PR #1922, opened 2025-02-08
Change function call `this._ensureAdapter();` to `await this._ensureAdapter();` in input.js. fix #1836

### LINKED ISSUE #1836: Presentation Control on Wayland unreliable

Plrrb:
The async function `this._ensureAdapter();` does not initialize `this._session` from null to the new `RemoteSession();` in time for the first button press to be registered (but the second press would be). It would not be registered because calling `this._session.pressKeys();` when `this._session` is null would fail, and not press any key. I have added 'await' to functions calling `this._ensureAdapter();` so that the code waits for the `this._session` to be ready for calling methods like `this._session.pressKeys();`, etc.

+--

▶ Task: Exactly as they appear above, write out all of the lines.

▶ Task output:
PR #1922, opened 2025-02-08
Change function call `this._ensureAdapter();` to `await this._ensureAdapter();` in input.js. fix #1836

### LINKED ISSUE #1836: Presentation Control on Wayland unreliable

Plrrb:
The async function `this._ensureAdapter();` does not initialize `this._session` from null to the new `RemoteSession();` in time for the first button press to be registered (but the second press would be). It would not be registered because calling `this._session.pressKeys();` when `this._session` is null would fail, and not press any key. I have added 'await' to functions calling `this._ensureAdapter();` so that the code waits for the `this._session` to be ready for calling methods like `this._session.pressKeys();`, etc.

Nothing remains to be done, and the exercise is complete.